▶ EXERCISE
Would you please print the data a second time, exactly as it stands?

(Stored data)

%%

PR #1872, opened 2022-08-02
Feature/ros2 localization manager

adev4a:
# PR Details
This PR includes updates to port the localization_manager node to ROS2 and to launch it from the carma_src.launch.py launch file
## How Has This Been Tested?
Unit Tested and Integration Tested

## Types of changes

## Checklist:


localization_manager/src/LocalizationTransitionTable.cpp
```diff
@@ -14,39 +14,38 @@
...
 {
   if (new_state == state_)
   {
-    return;  // State was unchanged no need to log or trigger callbacks
+      return; //State was unchanged no need to log or trigger callbacks
   }
-  ROS_INFO_STREAM("LocalizationTransitionTable changed localization state from "
-                  << state_ << " to " << new_state << " because of signal " << source_signal << " while in mode "
-                  << mode_);
+  RCLCPP_INFO_STREAM(rclcpp::get_logger("localization_manager::LocalizationTransitionTable"), "LocalizationTransitionTable changed localization state from "<< state_ << " to "<< new_state <<" because of signal "<<source_signal << " while in mode "<<mode_);
```
msmcconnell, line 42: While a bit counter intuitive for the rclcpp::get_logger() methods to be controllable from the launch file the input should be the package name without extra namespaces.

localization_manager/src/localization_manager_node.cpp
```diff
@@ -0,0 +1,172 @@
...
+        {"ndt_frequency_fault_threshold", config_.ndt_frequency_fault_threshold},
+        {"pose_pub_rate", config_.pose_pub_rate},
+        },parameters);
+
+        auto error_2 = update_params<int>({{"auto_initialization_timeout", config_.auto_initialization_timeout},
+        {"gnss_only_operation_timeout", config_.gnss_only_operation_timeout},
+        {"sequential_timesteps_until_gps_operation", config_.sequential_timesteps_until_gps_operation},
+        {"gnss_data_timeout", config_.gnss_data_timeout},
+        {"localization_mode", config_.localization_mode}
+        }, parameters);
```
msmcconnell, line 60: Since none of these new values are actually passed to the worked this function is meaningless. For this particular node, I would be ok not having runtime configurability because of the safety risk it poses to change localization modes mid run.

localization_manager/src/localization_manager_node.cpp
```diff
@@ -0,0 +1,172 @@
...
+                                                                                std::bind(&LocalizationManager::systemAlertCallback, manager_.get(), std_ph::_1));
+        // Setup publishers
+        pose_pub_ = create_publisher<geometry_msgs::msg::PoseStamped>("selected_pose", 5);
+        state_pub_ = create_publisher<carma_localization_msgs::msg::LocalizationStatusReport>("localization_status", 5);
+        
+        // Create a publisher that will send all previously published messages to late-joining subscribers ONLY If the subscriber is transient_local too
+        rclcpp::PublisherOptions intra_proc_disabled; 
+        intra_proc_disabled.use_intra_process_comm = rclcpp::IntraProcessSetting::Disable; // Disable intra-process comms for this PublisherOptions object
+
+        auto pub_qos_transient_local = rclcpp::QoS(rclcpp::KeepAll()); // A publisher with this QoS will store all messages that it has sent on the topic
```
msmcconnell, line 124: For managed initial_pose a KeepLast(1) makes more sense than KeepAll. We wouldn't want to send multiple initial poses in a row on new connection. We only send the most recent.

msmcconnell (changes requested):

localization_manager/src/localization_manager_node.cpp
```diff
@@ -0,0 +1,145 @@
...
+    void Node::poseAndStatsCallback(const geometry_msgs::msg::PoseStamped::ConstPtr pose,
+                                     const autoware_msgs::msg::NDTStat::ConstPtr stats) const
+    {
+        try
+        {
+            manager_->poseAndStatsCallback(pose, stats);
+        }
+        catch (const std::exception& e)
+        {
+            RCLCPP_ERROR_STREAM(get_logger(), "Uncaught Exception in localization_manager. Exception: "<< e.what() );
```
msmcconnell, line 135: Why are we catching this exception and not allowing it to shutdown the system?

localization_manager/test/node_test.cpp
```diff
@@ -0,0 +1,55 @@
...
+
+    worker_node->configure(); //Call configure state transition
+    worker_node->activate();  //Call activate state transition to get not read for runtime
+
+    std::unique_ptr<std_msgs::msg::String> msg = std::make_unique<std_msgs::msg::String>();
+    msg->data = "my string";
+
+    worker_node->example_callback(move(msg)); // Manually drive topic callbacks
+
+}
```
msmcconnell, line 40: This test should be removed. Also example_callback shouldn't compile right? Have the unit tests been run?

msmcconnell (changes requested):

localization_manager/src/localization_manager_node.cpp
msmcconnell: If the issue is that it's not caught because of message_filters then we need to elevate it into the carma lifecycle node's error handling not just log it

adev4a: This is from the ros1 implementation https://github.com/usdot-fhwa-stol/carma-platform/blob/e7fe48309097169c29d811feb2456bbfce310e44/localization_manager/src/localizer_node.cpp#L49
If you think its an issue, i can change it here or log a bug and address it

localization_manager/test/node_test.cpp
adev4a: yes you're right this doesn't compile, it wasn't included in the cmake. This file is not required and is removed now

localization_manager/src/localization_manager_node.cpp
msmcconnell: This is not equivalent because you are not passing the exception to the ros2 equivalent of handleException. That ROS1 function publishes a system_alert. You should call
handle_primary_state_exception(e); here to get the same behavior as in ROS1

msmcconnell (approved):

%%

▶ YOUR RESPONSE
PR #1872, opened 2022-08-02
Feature/ros2 localization manager

adev4a:
# PR Details
This PR includes updates to port the localization_manager node to ROS2 and to launch it from the carma_src.launch.py launch file
## How Has This Been Tested?
Unit Tested and Integration Tested

## Types of changes

## Checklist:


localization_manager/src/LocalizationTransitionTable.cpp
```diff
@@ -14,39 +14,38 @@
...
 {
   if (new_state == state_)
   {
-    return;  // State was unchanged no need to log or trigger callbacks
+      return; //State was unchanged no need to log or trigger callbacks
   }
-  ROS_INFO_STREAM("LocalizationTransitionTable changed localization state from "
-                  << state_ << " to " << new_state << " because of signal " << source_signal << " while in mode "
-                  << mode_);
+  RCLCPP_INFO_STREAM(rclcpp::get_logger("localization_manager::LocalizationTransitionTable"), "LocalizationTransitionTable changed localization state from "<< state_ << " to "<< new_state <<" because of signal "<<source_signal << " while in mode "<<mode_);
```
msmcconnell, line 42: While a bit counter intuitive for the rclcpp::get_logger() methods to be controllable from the launch file the input should be the package name without extra namespaces.

localization_manager/src/localization_manager_node.cpp
```diff
@@ -0,0 +1,172 @@
...
+        {"ndt_frequency_fault_threshold", config_.ndt_frequency_fault_threshold},
+        {"pose_pub_rate", config_.pose_pub_rate},
+        },parameters);
+
+        auto error_2 = update_params<int>({{"auto_initialization_timeout", config_.auto_initialization_timeout},
+        {"gnss_only_operation_timeout", config_.gnss_only_operation_timeout},
+        {"sequential_timesteps_until_gps_operation", config_.sequential_timesteps_until_gps_operation},
+        {"gnss_data_timeout", config_.gnss_data_timeout},
+        {"localization_mode", config_.localization_mode}
+        }, parameters);
```
msmcconnell, line 60: Since none of these new values are actually passed to the worked this function is meaningless. For this particular node, I would be ok not having runtime configurability because of the safety risk it poses to change localization modes mid run.

localization_manager/src/localization_manager_node.cpp
```diff
@@ -0,0 +1,172 @@
...
+                                                                                std::bind(&LocalizationManager::systemAlertCallback, manager_.get(), std_ph::_1));
+        // Setup publishers
+        pose_pub_ = create_publisher<geometry_msgs::msg::PoseStamped>("selected_pose", 5);
+        state_pub_ = create_publisher<carma_localization_msgs::msg::LocalizationStatusReport>("localization_status", 5);
+        
+        // Create a publisher that will send all previously published messages to late-joining subscribers ONLY If the subscriber is transient_local too
+        rclcpp::PublisherOptions intra_proc_disabled; 
+        intra_proc_disabled.use_intra_process_comm = rclcpp::IntraProcessSetting::Disable; // Disable intra-process comms for this PublisherOptions object
+
+        auto pub_qos_transient_local = rclcpp::QoS(rclcpp::KeepAll()); // A publisher with this QoS will store all messages that it has sent on the topic
```
msmcconnell, line 124: For managed initial_pose a KeepLast(1) makes more sense than KeepAll. We wouldn't want to send multiple initial poses in a row on new connection. We only send the most recent.

msmcconnell (changes requested):

localization_manager/src/localization_manager_node.cpp
```diff
@@ -0,0 +1,145 @@
...
+    void Node::poseAndStatsCallback(const geometry_msgs::msg::PoseStamped::ConstPtr pose,
+                                     const autoware_msgs::msg::NDTStat::ConstPtr stats) const
+    {
+        try
+        {
+            manager_->poseAndStatsCallback(pose, stats);
+        }
+        catch (const std::exception& e)
+        {
+            RCLCPP_ERROR_STREAM(get_logger(), "Uncaught Exception in localization_manager. Exception: "<< e.what() );
```
msmcconnell, line 135: Why are we catching this exception and not allowing it to shutdown the system?

localization_manager/test/node_test.cpp
```diff
@@ -0,0 +1,55 @@
...
+
+    worker_node->configure(); //Call configure state transition
+    worker_node->activate();  //Call activate state transition to get not read for runtime
+
+    std::unique_ptr<std_msgs::msg::String> msg = std::make_unique<std_msgs::msg::String>();
+    msg->data = "my string";
+
+    worker_node->example_callback(move(msg)); // Manually drive topic callbacks
+
+}
```
msmcconnell, line 40: This test should be removed. Also example_callback shouldn't compile right? Have the unit tests been run?

msmcconnell (changes requested):

localization_manager/src/localization_manager_node.cpp
msmcconnell: If the issue is that it's not caught because of message_filters then we need to elevate it into the carma lifecycle node's error handling not just log it

adev4a: This is from the ros1 implementation https://github.com/usdot-fhwa-stol/carma-platform/blob/e7fe48309097169c29d811feb2456bbfce310e44/localization_manager/src/localizer_node.cpp#L49
If you think its an issue, i can change it here or log a bug and address it

localization_manager/test/node_test.cpp
adev4a: yes you're right this doesn't compile, it wasn't included in the cmake. This file is not required and is removed now

localization_manager/src/localization_manager_node.cpp
msmcconnell: This is not equivalent because you are not passing the exception to the ros2 equivalent of handleException. That ROS1 function publishes a system_alert. You should call
handle_primary_state_exception(e); here to get the same behavior as in ROS1

msmcconnell (approved):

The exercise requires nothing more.